本课题组前期研究(国家自然科学基金青年项目No.30901169)系统地阐明了HIF-1α/MAPK信号通路在微波辐射致海马神经元线粒体损伤中的作用，发现ERK通路并非是调控辐射后HIF-1α表达的唯一途径，且HIF-1α可修复辐射致线粒体能量代谢损伤。鉴于PI3K通路对HIF-1α表达的调控作用以及在微波辐射领域的研究空白，同时HIF-1α对线粒体能量代谢损伤修复的作用靶点未知。本项目拟在前期研究基础上，采用分子生物学和细胞生物学等技术，探讨PI3K/Akt/mTOR通路对HIF-1α的调控在微波辐射后神经元线粒体能量代谢中的作用靶点。重点研究PI3K通路在微波辐射致线粒体损伤和HIF-1α活化中的作用；ERK通路和PI3K通路在HIF-1α激活中的对话；HIF-1α调控线粒体能量代谢损伤修复的作用靶点。为阐明微波辐射脑损伤中的分子机制、研发防治药物提供新思路。
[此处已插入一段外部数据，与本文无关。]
PR #2813, opened 2024-10-09
Add integration test, fix wrong warning

### LINKED ISSUE #2812: Add test for double bind on port 0
follow up on [https://github.com/metalbear-co/mirrord/pull/2811](https://github.com/metalbear-co/mirrord/pull/2811)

基于HIF-1α在微波辐射致神经元线粒体损伤修复的重要作用，本研究在国家自然科学基金青年项目（30901169）的研究基础上，进一步探讨微波辐射后HIF-1α活化的机制及其对线粒体损伤修复的分子靶点。重点关注：PI3K/Akt/mTOR通路在微波辐射致线粒体损伤和HIF-1α活化中的作用；ERK通路和PI3K/Akt/mTOR通路在HIF-1α激活中的对话；HIF-1α调控线粒体损伤修复的作用靶点。本研究发现：首先，在建立微波辐射致大鼠海马线粒体损伤的动物模型和PC12细胞模型上，发现COX酶活性降低和COX亚基表达异常；同时，发现微波辐射后神经元HIF-1α激活，p-Akt(Ser473)和p-mTOR(Ser2448) 的表达增加激活PI3K/Akt/mTOR通路。其次，干预PI3K/Akt/mTOR通路，发现Akt通路和mTOR通路对HIF-1α均有正调控作用；Akt通路对微波辐射后HIF-1α的调控作用是通过下游的mTOR来实现的；PI3K/Akt/mTOR通路正向影响线粒体功能，表现为正向影响ATP含量和MMP水平。再次，单独或同时干预PI3K/Akt/mTOR通路和ERK通路，发现微波辐射后PI3K/Akt/mTOR通路和ERK通路相互有负向调控作用；微波辐射后PI3K/Akt/mTOR通路和ERK通路分别正调控HIF-1α表达，但二者共同作用相互抵消了对HIF-1α的调控效果。最后，干预HIF-1α的表达后，发现微波辐射后HIF-1α正调控COXIV-1的表达，并促进COXIV-2向COXIV-1转化；微波辐射后PC12细胞HIF-1α正向影响ATP含量和MMP水平，负向影响ROS含量，即HIF-1α活化对线粒体功能具有保护作用；COXIV-1是微波辐射后HIF-1α修复线粒体功能的分子靶点之一。本研究明确了PI3K/Akt/mTOR通路在微波辐射致HIF-1α表达的调控机制；阐明了PI3K/Akt/mTOR通路与ERK通路之间对话；揭示了HIF-1α参与微波辐射后线粒体能量代谢损伤修复的分子靶点。本研究为微波辐射损伤机制的阐明提供创新性实验数据和理论依据，并提供进一步探索微波辐射神经元损伤修复机制的线索和突破口，可为辐射防护提供有效的靶标。本研究获中国体视学会科学技术奖一等奖1项，发表期刊论文2篇，会议论文7篇，参与1项科普宣传片制作。